Technology & Current Applications

  • Artificial Intelligence (AI): Machine learning, deep learning, neural networks. Large Language Models. Generative AI. Applications in healthcare, finance, education.
  • Internet & Digital: 5G/6G networks, Internet of Things (IoT), Cloud computing, Blockchain (cryptocurrency, NFTs), Cybersecurity.
  • Space Technology: ISRO (Chandrayaan-3, Aditya-L1, Mangalyaan). NASA missions (Artemis, James Webb Space Telescope). Satellites (communication, weather, GPS). GPS (Global Positioning System — NavIC for India).
  • Nuclear Technology: Nuclear power plants (India — Kudankulam, Rajasthan). Nuclear weapons (India — Pokhran 1998, Article 51A(6) prohibits it? Actually India claims No First Use). Fission vs fusion.
  • Renewable Energy: Solar (photovoltaic cells), Wind (turbines), Hydroelectric, Geothermal, Biomass. Green hydrogen.
  • Transportation: Electric vehicles (EVs). Lithium-ion batteries. Hyperloop.
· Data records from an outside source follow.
PR #1632, opened 2017-11-04
Clean up implementation and documentation of areSame

mernst:


javacutil/src/org/checkerframework/javacutil/AnnotationUtils.java
```diff
@@ -100,38 +100,39 @@ public static String annotationSimpleName(AnnotationMirror annotation) {
...
-                return false;
-            }
-
-            Map<? extends ExecutableElement, ? extends AnnotationValue> elval1 =
-                    getElementValuesWithDefaults(a1);
-            Map<? extends ExecutableElement, ? extends AnnotationValue> elval2 =
-                    getElementValuesWithDefaults(a2);
+        if (a1 == null || a2 == null) {
+            return a1 == a2;
+        }
```
wmdietl: One important case is missing: both `a1` and `a2` being non-null and `==`.
This changed logic now requires converting the same object to a string twice, which will slow things down.

mernst:
Thanks for the catch.  Can you take another look now that I have fixed it?

javacutil/src/org/checkerframework/javacutil/AnnotationUtils.java
```diff
@@ -100,38 +100,45 @@ public static String annotationSimpleName(AnnotationMirror annotation) {
...
-                    getElementValuesWithDefaults(a2);
+        if (a1 == a2) {
+            return true;
+        }
+        if (a1 == null || a2 == null) {
+            return false;
+        }
 
-            return elval1.toString().equals(elval2.toString());
+        if (!areSameIgnoringValues(a1, a2)) {
```
wmdietl: I would probably keep the previous `annotationName(a1) != annotationName(a2)`. The method call doesn't add much readability and adds redundant checks. But I'm fine with changing it, if you feel this makes it much easier to read.

PR #1643, opened 2017-11-08
Remove false negatives in Value Checker

kelloggm:
This fixes kelloggm#183.

Annotations with non-sensical ranges were being replaced with bottom, even when they were not user written. So, for instance, an `@ArrayLenRange(from=0, to=-1)` annotation would be replaced with `@BottomVal` by the annotated type factory, and an error would be issued by the visitor. This PR changes the annotated type factory's behavior to instead replace these annotations with top.

The previous behavior caused false negatives related to overflow - adding 1 to a `@NonNegative` integer produces the range `@IntRange(from=1, to=Integer.MIN_VALUE)`. Changing this to bottom allows an array to be created with this value and then **any** MinLen annotation to be written on the array, which is clearly incorrect.

This change may introduce some false positives, since if a user writes a non-sensical annotation they might get warnings that both directly warn about the nonsensical annotation and errors related to incompatible types derived from their annotation being replaced with top. I believe this is an acceptable tradeoff, since those warnings will disappear once the offending annotation is removed.


smillst:
I'll review once the tests pass.

panacekcz:
> adding 1 to a `@NonNegative` integer produces the range `@IntRange(from=1, to=Integer.MIN_VALUE)`

Can't we rather prevent this from happening?

kelloggm:
@panacekcz The Value Checker intentionally does not ignore overflow. This is the expected behavior; the Value Checker also has an "ignore overflow" setting for which this is explicitly prevented. But, that's inherently unsafe: errors related to overflow are ignored.

panacekcz:
I think that replacing `@ArrayLenRange(from=0, to=-1)` by `@BottomVal` is correct.
I think the real problem is this condition: https://github.com/typetools/checker-framework/pull/1643/files#diff-660753b764271c91741187a29866f6cbL439
```java
if (from > to || from < 0) {
//               ^^^^^^^^
  atm.replaceAnnotation(BOTTOMVAL);
}
```
That means that also `@ArrayLenRange(from=-1, to=1)` is replaced by `@BottomVal`. It should be replaced by `@ArrayLenRange(from=0, to=1)`.

After an overflow, the range is `@IntRange(from=Integer.MIN_VALUE, to=Integer.MAX_VALUE)`. 
In `ValueTreeAnnotator.handleDimensions`, the array length is set to `@ArrayLenRange(from=Integer.MIN_VALUE, to=Integer.MAX_VALUE)`. Already at this point, we should avoid creating an `@ArrayLenRange` with a negative `from` and make it `@ArrayLenRange(from=0, to=Integer.MAX_VALUE)`.

kelloggm:
Mike and I had a discussion about this this morning. We came to the following conclusions:
- replacing `@ArrayLenRange(from=0, to=-1)` by `@BottomVal` is correct
- replacing `@ArrayLenRange(from=0, to=-1)` by `@BottomVal` **silently** is incorrect; an error should be issued when we make this replacement, because it indicates a mistake in the checker's semantics, because:
- we should avoid creating an `@ArrayLenRange` with a negative `from`

I'll address these issues in this PR. In particular, my intention is to:
- prevent `@ArrayLenRange` annotations from ever having a negative value. Arrays can never actually have a negative length, so a negative value for either field of an `@ArrayLenRange` annotation indicates an imprecision in the checker, not an error in the program.
- add an error to the code that converts both `@IntRange` annotations and `@ArrayLenRange` annotations to bottom. Relatedly, I might remove the error that the visitor currently issues. The reasoning here is that we must never convert something to bottom without issuing a warning, since that might create false negatives.

kelloggm:
@smillst, I believe this PR is ready for your review

framework/src/org/checkerframework/common/value/ValueAnnotatedTypeFactory.java
```diff
@@ -972,6 +991,21 @@ public ValueTreeAnnotator(ValueAnnotatedTypeFactory factory) {
...
+        @Override
+        protected Void defaultAction(Tree node, AnnotatedTypeMirror p) {
+            AnnotationMirror bottom = p.getAnnotation(BottomVal.class);
+            if (bottom != null) {
+                @SuppressWarnings(
+                        "assignment.type.incompatible") // Only compiler message keys are placed into these annotations
+                /*@CompilerMessageKey*/ String errorKey =
+                        AnnotationUtils.getElementValue(bottom, "value", String.class, true);
+                if (!"".equals(errorKey)) {
+                    checker.report(Result.failure(errorKey), node);
```
smillst: Warnings should only be issued by the visitor.  (This is because methods in the factory may be called more than once and thus the error might be issued more than once.)  This error should probably in an override of BaseTypeVisitor#validateType.

framework/src/org/checkerframework/common/value/ValueAnnotatedTypeFactory.java
```diff
@@ -1817,6 +1851,12 @@ public AnnotationMirror createArrayLenRangeAnnotation(Range range) {
         }
     }
 
+    public AnnotationMirror createErrorBottom(String errorKey) {
+        AnnotationBuilder builder = new AnnotationBuilder(processingEnv, BottomVal.class);
```
smillst: Currently, "from.greater.than.to" is the only error key. So you could create that annotation once and then use it directly at the call sites to this method.

kelloggm:
@smillst I've addressed your review comments. The result is much cleaner; thanks! It should be ready for another review, when you get the chance.

framework/src/org/checkerframework/common/value/ValueAnnotatedTypeFactory.java
```diff
@@ -306,6 +306,68 @@ public FieldInvariants getFieldInvariants(TypeElement element) {
...
+     *     the domain of the underlying type (i.e. Integer.MIN_VALUE if the underlying type is int)
+     */
+    public long getFromValueFromIntRange(AnnotatedTypeMirror atm) {
+        AnnotationMirror anno = atm.getAnnotation(IntRange.class);
+        long from;
+        if (AnnotationUtils.hasElementValue(anno, "from")) {
+            from = AnnotationUtils.getElementValue(anno, "from", Long.class, false);
+        } else {
+            switch (atm.getUnderlyingType().getKind()) {
+                case INT:
```
smillst: CHAR, too?

framework/src/org/checkerframework/common/value/ValueAnnotatedTypeFactory.java
```diff
@@ -306,6 +306,68 @@ public FieldInvariants getFieldInvariants(TypeElement element) {
...
+     *     domain of the underlying type (i.e. Integer.MAX_VALUE if the underlying type is int)
+     */
+    public long getToValueFromIntRange(AnnotatedTypeMirror atm) {
+        AnnotationMirror anno = atm.getAnnotation(IntRange.class);
+        long to;
+        if (AnnotationUtils.hasElementValue(anno, "to")) {
+            to = AnnotationUtils.getElementValue(anno, "to", Long.class, false);
+        } else {
+            switch (atm.getUnderlyingType().getKind()) {
+                case INT:
```
smillst: CHAR, too?

framework/src/org/checkerframework/common/value/ValueVisitor.java
```diff
@@ -260,4 +260,33 @@ public Void visitTypeCast(TypeCastTree node, Void p) {
         }
         return super.visitTypeCast(node, p);
     }
+
+    /**
+     * Overridden to issue errors at the appropriate place if an IntRange or ArrayLenRange
+     * annotation has from > to. from > to either indicates a user error when writing an annotation
```
smillst: The Javadoc isn't building because of `>`.  You can use `&lt;` or `{@code from > to}`.

PR #1644, opened 2017-11-08
Don't issue methodref.inference.unimplemented warnings

smillst:
If conservativeUninferredTypeArguments is used; otherwise, never issue the warning.


framework/src/org/checkerframework/common/basetype/BaseTypeVisitor.java
```diff
@@ -2589,11 +2586,10 @@ private boolean checkMethodReferenceInference(
                 }
             }
             if (requiresInference) {
-                if (!typeArgumentInferenceCheck) {
+                if (checker.hasOption("conservativeUninferredTypeArguments")) {
```
wmdietl: Can you update the test in `./framework/tests/all-systems/java8/memberref/MemberReferences.java` to make explicit why or why not to expect the error message.

smillst: Done.

PR #1646, opened 2017-11-09
Improve what tests get executed on travis.

wmdietl:
This is expected to currently fail in two of the travis jobs. That's a good thing, as it exposes that we didn't have good coverage.


wmdietl:
This failure https://travis-ci.org/typetools/checker-framework/jobs/299427445
will be fixed by removing `@Interned` from `EqualityTests.java` and by #1644 .

Not sure why the `index-tests` work here but not for me locally...

.travis-build.sh
```diff
@@ -62,6 +62,7 @@ if [[ "${GROUP}" == "nonjunit" || "${GROUP}" == "all" ]]; then
 fi
 
 if [[ "${GROUP}" == "all-tests" || "${GROUP}" == "all" ]]; then
+  (cd framework && ant all-tests)
```
smillst: This is running tests that are already run in `(cd checker && ant all-tests-nobuildjdk)`.

smillst: Aren't the checker annotations build in  by `./.travis-build-without-test.sh ${BUILDJDK}` on line 48 of this script?

wmdietl: PR #1660 passes, whereas this PR fails with the expected error https://travis-ci.org/typetools/checker-framework/jobs/301634837#L1604
So maybe the checker annotations are already built earlier, but they are not on the classpath when only the framework tests are executed.
So this clearly improves the quality of the Travis test coverage and should be merged (after undoing the failing test).

smillst: So, the bug is that the qualifiers are on the classpath of the framework tests when they are invoked via checker/build.xml `all-tests`, but not when they are invoke via framework/build.xml  `all-tests`.  This pull request works around that bug by running the framework tests twice.  That should be documented, so we don't remove this line in the future.

Also is there any reason to run the jtreg tests twice?  If not, you could use `all-tests-nojtreg`, so the jtreg tests aren't run again.

smillst:
I finally figured out what the actual problem was.  The checker properties were passed to the framework build file.

wmdietl:
Thanks for tracking this down! I've reverted the invalid test and this PR should be ready to merge once tests pass.

Issue #1642, opened 2017-11-07
Making `checker/lib` available to Maven users


wmdietl:
As noticed in #1641 we currently don't provide access to the annotated libraries contained in `checker/lib` to Maven users.
We should add new artefacts, e.g. org.checkerframework.guava, that wrap these annotated libraries.
Then Maven users can specify these dependencies.

smillst:
The artefact name should be org.checkerframework.annotatedlib/guava.

wmdietl:
Looking at https://search.maven.org/#search%7Cga%7C1%7Cg%3A%22org.checkerframework%22 I also don't see a separate `framework` artifact, which should be separate from `checker`. A newly developed type system would only depend on `framework` and doesn't need all CF type systems.

PR #1647, opened 2017-11-09
Move libraries into a dedicated repository.

wmdietl:
As discussed a week ago, I've created a dedicated repository at:
https://github.com/typetools/annotated-libraries/

which contains both the pre-built `jdk8.jar` and all the annotated libraries that were previously in `checker/lib`.
A few references in `annotating-libraries.tex` still need to be updated.

This also relates to #1642 and how we're distributing these libraries as part of a release. Let's discuss.


wmdietl:
As discussed, let's merge this soon and then work on the release steps separately.
What remains:
- for a release, clone the `annotated-libraries` repository into `checker-framework/checker/annotated-libraries/`

Then two options:
- move the `checker-framework/checker/annotated-libraries/jdk8.jar` file into `checker-framework/checker/dist/`
- remove `checker-framework/checker/annotated-libraries/jdk8.jar` and rebuild it

The download-jdk target now downloads jdk8.jar of a particular commit. Should the release process use `master` of jdk8.jar? Or also that commit version?

smillst:
I meant that we should just make the changes for downloading the JDK from the git repo.  This will make it easier to make changes to it.  Then worry about the other libs when we have time to make the release script changes.

> Should the release process use master of jdk8.jar? Or also that commit version?

Currently the release processes creates its own JDK.  But I guess it makes more sense to use the version that were used in the Travis tests.  So that would be the commit version.

PR #1649, opened 2017-11-09
Avoid calling X.toString().equals(Y)

mernst:


javacutil/src/org/checkerframework/javacutil/AnnotationUtils.java
```diff
@@ -377,6 +381,90 @@ public static boolean hasInheritedMeta(AnnotationMirror anno) {
...
+        // Can't use deepEquals() to compare val1 and val2, because they might have mismatched
+        // AnnotationValue vs. CheckerFrameworkAnnotationValue, and AnnotationValue doesn't override
+        // equals().  So, write my own version of deepEquals().
+        if ((val1 instanceof List<?>) && (val2 instanceof List<?>)) {
+            List<?> list1 = (List<?>) val1;
+            List<?> list2 = (List<?>) val2;
+            if (list1.size() != list2.size()) {
+                return false;
+            }
+            // TODO: Should arrays/lists be compared setwise, in a way that ignores order?
```
smillst: No, order may matter.  For example, `@LTLengthOf(value={"a1","a2"}, offest={"0", "1"})` isn't the same as `@LTLengthOf(value={"a2","a1"}, offest={"0", "1"})`

checker/tests/nullness/PureTest.java
```diff
@@ -52,15 +52,13 @@ public void test() {
     }
 
     static void shortCircuitAnd(PureTest pt) {
-        if ((pt.getSuperclass() != null)
-                && pt.getSuperclass().toString().equals("java.lang.Enum")) {
+        if ((pt.getSuperclass() != null) && pt.getSuperclass().equals(Enum.class)) {
```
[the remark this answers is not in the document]
mernst: I agree tt doesn't make much difference.  However, I don't think it does harm, and with the change this line won't show up in future searches for the `.toString().equals(...)` code pattern.

framework/src/org/checkerframework/framework/stub/StubParser.java
```diff
@@ -638,10 +638,11 @@ private void annotateSupertypes(
                 // TODO: Java 7 added a few AutoCloseable superinterfaces to classes.
                 // We specify those as superinterfaces in the jdk.astub file. Let's ignore
                 // this addition to be compatible with Java 6.
+                String superTypeString = superType.toString();
                 assert foundType != null
-                                || (superType.toString().equals("AutoCloseable")
-                                        || superType.toString().equals("java.io.Closeable")
-                                        || superType.toString().equals("Closeable"))
+                                || (superTypeString.equals("AutoCloseable")
```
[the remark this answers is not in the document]
wmdietl: Ah, I was confused what is being checked for here... not sure it's worth checking for both.

framework/src/org/checkerframework/framework/util/DependentTypes.java
```diff
@@ -55,7 +54,9 @@ private AnnotationMirror findDependent(Element element) {
         // TODO: does this work with a .astub file?
         List<TypeCompound> tas = ((Symbol) element).getRawTypeAttributes();
         for (TypeCompound ta : tas) {
-            if (ta.getAnnotationType().toString().equals(Dependent.class.getCanonicalName())) {
+            if (ta.getAnnotationType()
+                    .toString()
+                    .equals("org.checkerframework.framework.qual.Dependent")) {
```
wmdietl: I would prefer class literals over string literals.

javacutil/src/org/checkerframework/javacutil/AnnotationUtils.java
```diff
@@ -377,6 +381,92 @@ public static boolean hasInheritedMeta(AnnotationMirror anno) {
...
+            return false;
+        }
+        return sameAnnotationValueValue(av1.getValue(), av2.getValue());
+    }
+
+    /**
+     * Return true if the two annotation values are the same. The arguments to this method are
+     * values that are returned by {@code AnnotationValue.getValue()}.
+     */
+    public static boolean sameAnnotationValueValue(Object val1, Object val2) {
```
wmdietl: Should this be a `private` helper method?

javacutil/src/org/checkerframework/javacutil/AnnotationUtils.java
```diff
@@ -377,6 +381,92 @@ public static boolean hasInheritedMeta(AnnotationMirror anno) {
...
+        } else if ((val1 instanceof Type.ClassType) && (val2 instanceof Type.ClassType)) {
+            // Type.ClassType does not override equals
+            return sameClassType((Type.ClassType) val1, (Type.ClassType) val2);
+        } else {
+            return Objects.equals(val1, val2);
+        }
+    }
+
+    // Type.ClassType does not override equals
+    public static boolean sameClassType(Type.ClassType t1, Type.ClassType t2) {
```
wmdietl: If this is meant as a public method, I would move it to `TypesUtils`.
The existing `org.checkerframework.javacutil.TypesUtils.areSamePrimitiveTypes(TypeMirror, TypeMirror)` has a similar purpose for primitives.
This could be `areSameDeclaredTypes`.
If it is not meant for general consumption, make it private.

javacutil/src/org/checkerframework/javacutil/AnnotationUtils.java
```diff
@@ -98,12 +99,15 @@ public static boolean areSame(
             return false;
         }
 
-        Map<? extends ExecutableElement, ? extends AnnotationValue> elval1 =
-                getElementValuesWithDefaults(a1);
-        Map<? extends ExecutableElement, ? extends AnnotationValue> elval2 =
-                getElementValuesWithDefaults(a2);
+        // This commented implementation is less efficient.  It is also wrong:  it requires a
+        // particular order for fields, and it distinguishes the long constants "33" and "33L".
```
wmdietl: How is the new code handling "33" and "33L" the same way? Wouldn't it reach the `Objects.equals(val1, val2)` and be different, if those two literals are in fact represented differently?

wmdietl: It's good to have these comments here for the review. But for the final PR they should be removed.

framework/src/org/checkerframework/common/basetype/BaseTypeVisitor.java
```diff
@@ -1352,10 +1351,10 @@ public Void visitAnnotation(AnnotationTree node, Void p) {
         }
 
         Element anno = TreeInfo.symbol((JCTree) node.getAnnotationType());
-        if (anno.toString().equals(DefaultQualifier.class.getName())
-                || anno.toString().equals(SuppressWarnings.class.getName())) {
-            // Skip these two annotations, as we don't care about the
-            // arguments to them.
+        String annoQualifiedName = anno.toString();
+        if (annoQualifiedName.equals("org.checkerframework.framework.qual.DefaultQualifier")
```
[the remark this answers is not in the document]
mernst: Using tring literals avoids recomputing toString on each and every call.
These particular annotations will never change their package.
But I can change it back if you really dislike it.

javacutil/src/org/checkerframework/javacutil/AnnotationUtils.java
mernst: The old code was treating `33` and `33L` differently, and the new code treats them as the same.  I don't have time to write a long comment about it, but this comment lets an interested reader do that investigation.

mernst: I want to retain them.  They give insight into what was wrong with the old implementation and why we went to the trouble to change it.  They caution against someone reinstating the old implementation.

javacutil/src/org/checkerframework/javacutil/AnnotationUtils.java
mernst: I was thinking it might possibly be useful to a caller who didn't want to use `sameAnnotationValue` for some reason.  We could make it `private` if you feel that it pollutes the `AnnotationUtils` interface.

mernst:
@wmdietl , I believe I have addressed your comments.

javacutil/src/org/checkerframework/javacutil/TypesUtils.java
```diff
@@ -163,6 +163,21 @@ public static boolean isPrimitive(TypeMirror type) {
...
+    /**
+     * Returns true iff the arguments are both the same primitive types.
+     *
+     * <p>This is needed because class {@code Type.ClassType} does not override equals.
+     *
+     * @return whether the arguments are the same primitive types
+     */
+    public static boolean areSameDeclaredTypes(Type.ClassType t1, Type.ClassType t2) {
+        // Do a cheaper test first
+        if (!t1.tsym.name.toString().equals(t2.tsym.name.toString())) {
```
wmdietl: Couldn't you further optimise this to `if (t1.tsym.name != t2.tsym.name)`?
The two `Name` instances are comparable by reference equality, as they are created by the same compiler instance.

PR #1650, opened 2017-11-09
Fix typo in javadoc.astub and add testing infrastructure

kelloggm:
I did a bad thing. In typetools#1613, I added a javadoc.astub file but I didn't add automated tests for it. This PR fixes that problem, and also removes a typo in the javadoc.astub file itself that the testing regime would have caught.

### DIFF
--- a/checker/build.xml
+++ b/checker/build.xml
@@ -827,10 +827,17 @@
         </antcall>
     </target>
 
-    <target name="index-tests" depends="jar,build-tests"
+    <target name="index-tests" depends="jar,build-tests, index-javadoc-astub-tests"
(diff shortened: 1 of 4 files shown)


wmdietl:
In #1647 I want to move all these annotated external libraries and the pre-built annotated JDK to a separate repository.
It's not a good idea to add a dependency on that astub file in this new test. So far the tests are independent of these external libraries.
However, instead of just downloading the annotated JDK, we could download all annotated libraries and then use them for the tests.

kelloggm:
That seems reasonable. If you'd like to close this until #1647 is resolved, feel free.

PR #1651, opened 2017-11-10
Clean up AnnotatedTypeMirror: remove commented out code and actually

wmdietl:
prevent adding annotations to AnnotatedExecutableType.

### DIFF
--- a/checker/src/org/checkerframework/checker/guieffect/GuiEffectTypeFactory.java
+++ b/checker/src/org/checkerframework/checker/guieffect/GuiEffectTypeFactory.java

Autonomous vehicles.

Exam Tips for XAT:

  • XAT General Science questions are not deeply technical — focus on practical applications, recent developments, and basic principles.
  • Current science news (Nobel Prizes, new discoveries, India’s tech achievements) is high-yield.
  • Environment and climate-related science is frequently tested given XAT’s focus on management aptitude and sustainable business.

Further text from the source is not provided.